▸ **Problem statement**
The output must be the data, printed exactly as written.

::::::::::

PR #4850, opened 2020-08-26
[Wallet] Hide CTAs with verification when insufficient balance

### LINKED ISSUE #4748: [Wallet] Users SNBAT see "Confirm number" call to action if they have 0 balance
### Expected Behavior

"Confirm number" call to action is hidden if a user has 0 balance

### Current Behavior

"Confirm number" call to action is shown on home page regardless of user's balance. If they have 0 balance, they will not be able to verify after clicking this call to action

### LINKED ISSUE #4797: Verification Prompts should not show if a user has zero balance
### Expected Behavior

A user should not see prompts to verify their number if they have a zero balance

### Current Behavior

- Notification shown in the home screen
- prompt to confirm number shown in send and request flows

i1skn:
### Description

This hides CTAs with verification when balance is insufficient to retrieve a pepper if it's not cached.

### Tested

iOS simulator

### Related issues

- Fixes https://github.com/celo-org/celo-monorepo/issues/4748
- Fixes https://github.com/celo-org/celo-monorepo/issues/4797

### Backwards compatibility

Yes


packages/contractkit/src/identity/odis/phone-number-identifier.test.ts
```diff
@@ -0,0 +1,7 @@
+import { isSufficientBalanceForQuotaRetrieval } from './phone-number-identifier'
+describe(isSufficientBalanceForQuotaRetrieval, () => {
+  it('identifies sufficient balance correctly', () => {
+    expect(isSufficientBalanceForQuotaRetrieval(0.09)).toBe(false)
```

::::::::::

▸ **Answer for the task**
PR #4850, opened 2020-08-26
[Wallet] Hide CTAs with verification when insufficient balance

### LINKED ISSUE #4748: [Wallet] Users SNBAT see "Confirm number" call to action if they have 0 balance
### Expected Behavior

"Confirm number" call to action is hidden if a user has 0 balance

### Current Behavior

"Confirm number" call to action is shown on home page regardless of user's balance. If they have 0 balance, they will not be able to verify after clicking this call to action

### LINKED ISSUE #4797: Verification Prompts should not show if a user has zero balance
### Expected Behavior

A user should not see prompts to verify their number if they have a zero balance

### Current Behavior

- Notification shown in the home screen
- prompt to confirm number shown in send and request flows

i1skn:
### Description

This hides CTAs with verification when balance is insufficient to retrieve a pepper if it's not cached.

### Tested

iOS simulator

### Related issues

- Fixes https://github.com/celo-org/celo-monorepo/issues/4748
- Fixes https://github.com/celo-org/celo-monorepo/issues/4797

### Backwards compatibility

Yes


packages/contractkit/src/identity/odis/phone-number-identifier.test.ts
```diff
@@ -0,0 +1,7 @@
+import { isSufficientBalanceForQuotaRetrieval } from './phone-number-identifier'
+describe(isSufficientBalanceForQuotaRetrieval, () => {
+  it('identifies sufficient balance correctly', () => {
+    expect(isSufficientBalanceForQuotaRetrieval(0.09)).toBe(false)
```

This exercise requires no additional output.